We must at present do our best to form a class who may be interpreters between us and the millions whom we govern; a class of persons, Indian in blood and colour, but English in taste, in opinions, in morals, and in intellect. To that class we may leave it to refine the vernacular dialects of the country, to enrich those dialects with terms of science borrowed from the Western nomenclature, and to render them by degrees fit vehicles for conveying knowledge to the great mass of the population.

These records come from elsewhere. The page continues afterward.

Issue #7037, opened 2023-03-09
Update Flannel to v0.21.3


rbrtbnfgl:
**Is your feature request related to a problem? Please describe.**

**Describe the solution you'd like**

Update Flannel to v0.21.3

**Describe alternatives you've considered**

**Additional context**

fmoral2:
### Validated on release-1.26 branch using commit id=85b261096cc494b3795e659b8a5d86fff9251164
## Environment Details
*Infrastructure*
Cloud EC2 instance

*Node(s) CPU architecture, OS, and Version:*
Ubuntu 20.04

*Cluster Configuration:*
Two node

  *Config.yaml:*
```
cat /etc/rancher/k3s/config,yaml
write-kubeconfig-mode: 644
```
 ## Steps to reproduce the issue  and validate the fix
1. Copy config.yaml
2. Install k3s
3. Made a deployment  `nginx-nodeport-deployment` + service `nginx-nodeport-svc`
4. Added an ingress `othertest-ingress-svc` with  `host: test1.com`
5. Made a deployment of 2 lbs `nginx-loadbalancer-pod`
6. Validate pod communication and networking functionality
7. Validate flannel and kube-router version





**Validation Results:**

==="Macaulayism" and modern India===

Since the second half of the 20th century, Nationalists in India have criticised Macaulay his views on Hinduism and Indian culture at large, which they claim skewed his educational policies.

Speaking at a national seminar on "Decolonising English Education" in 2001, professor Kapil Kapoor of Jawaharlal Nehru University highlighted that mainstream English-language education in India today has tended to "marginalise inherited learning" and uproot academics from traditional 'Indian modes of thought', inducing in them "a spirit of self-denigration (ISO: hīnabhāvanā )." Many Indian nationalists have criticised Macaulayism, claiming that it uprooted Indian traditions in sectors such as finance and replaced them with a foreign system which was wholly unsuited to India. In addition, they claim that Macaulayism caused foreign systems of thought to become prioritised over Indian systems of thought, particularly Hindu systems of thought.

== Similar terms in other parts of Asia ==
While not directly related to "Macaulayism", similar terms in other parts of Asia revolve around the adoption of Western cultural habits. "Pinkerton syndrome" in Singapore, kalu sudda in Sri Lanka and "崇洋媚外" in China are some examples for these cultural adoptions. Reports and incidences of such behaviour and attitudes are also found in Thailand, Malaysia, Hong Kong, Philippines, Japan and South Korea.